A running paradox of the geek life is why people think of Apple as an open-minded hackerish outfit, despite all evidence to the contrary. Now, they want to actually kill applications they don’t like running on your iPhone. The fiends.
If you don’t like it, move to China…wait a second. In fact, it seems that Huawei is responding very badly to the MII obsession with TD-SCDMA (“Yesterday’s network - next year!”) and isn’t going to supply much of the new and entirely state-mandated deployment. Good for them — after all, however patriotic the ministry feels about it, it’s a Siemens-developed idea which is dependent on Analog Devices Inc. silicon. And they have every reason to feel confident in their future without it, as their sales of GSM and UMTS kit just doubled.
But then, what to make of this? The cracking Felix Salmon points to a paper on the iPod, which tells us that the Chinese manufacturer accounts for about $4 of $150 added value in a video iPod. We’re not surprised, since if you look back to iSuppli’s first teardown of an iPhone, you may remember that as well as Apple making a 50% margin on the thing, the most valuable component was the touchscreen (from Balda AG in Germany), followed by the radio chips (from Cambridge Silicon Radio plc in the UK)…
Perhaps US local carrier Frontier might get closer to those margins by capping their customers at 5GB a month? Or maybe not. That’s worse than at least one UK mobile operator, that has to contend with shared medium, changing trees, humidity, and strange emanations from bits of government they’re not allowed to talk about. Although, BT has apparently decided that anything that isn’t port 80, used for Web traffic, is the Bandwidth Enemy. This is despite their subsidiary Plusnet’s super-detailed measurement through their fearsome park of Ellacoya traffic monitors. Well, we’ll wait until they throttle CEO Ian Livingstone’s e-mail when he’s at home because it comes on the wrong port on his VPN…

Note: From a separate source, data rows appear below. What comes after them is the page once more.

PR #3810, opened 2021-02-12
Make sure metrics and cluster manager can be customized in Launcher

### LINKED ISSUE #3804: Cannot modify metrics options via sysprop or custom Launcher
A custom Launcher is often used when you want to setup things like metrics options programmatically before Vert.x is started.

Since #3771 , it is no longer possible to do this because the builder init method is invoked before the Launcher callback.

Then it's too late to customize the metrics implementation.

This applies to other special options too, I think (e.g. tracing, cluster manager).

Who needs an integrated Internet/search/ads business? Seriously? You remember what happened to those silly Google boys, right? Not AOL Time-Warner, which is breaking up the AOL and Time-Warner bits of the company organisationally. You ask Google what a good idea this is.
Nokia, meanwhile, turned some of its horde of engineers on the question of better messaging. It’s the next battleground — getting the core voice and messaging products to move beyond the 1990s technology they still rest on.
In Today’s Issue: Moto splits again, makes actual money; CDMA - the edge of darkness; Nortel loses customer, 15% off shares, gains WiMAX obsession, 13% back on shares; most pointless network tech announcement?; the LTE voice problem; FCC KOs TCP RST DPI; good news shock at FT, NTT; Indian WiMAX speccy shocker; IKEA is a mobile operator; BT shareholders panic; free N810s
We’ve been following the crisis at Motorola for some time. The latest reorganisation is here. As well as selling off the failing handset division, they’re now planning to split up the rump of the firm into several chunks. The set-top box and related business goes in one, the cellular business in another, and the WiMAX operation in yet a third. (Motorola’s declared tech strategy assumes that WLAN, UMTS, and WiMAX are the default radio network technologies, and these roughly map on to this structure.)
To general surprise, Moto squeaked into profit in the second quarter, by a massive $4m; don’t be too cheerful, though, as revenue fell 7.4 per cent. As usual, the networks operation, the set-top boxes, and the cashcow government/security radio operation contributed and the mobile handsets operation lost money.
In other North American vendor news, Nortel Networks saw a frantic see-saw as first of all, it announced that a major CDMA customer had essentially stopped capital investment altogether. Everyone assumes this is a reference to Sprint Nextel, but one can’t rule out Verizon entirely, as they have committed to LTE. The CDMA business is about to get very uncomfortable indeed; Nortel shares fell 15 per cent. Then, as Nortel announced it was concentrating on WiMAX and signing a deal to work with Alvarion, back up they went, rising by 13 per cent. (But why does Nortel need Alvarion? Nortel has been pushing WiMAX products since 2005.)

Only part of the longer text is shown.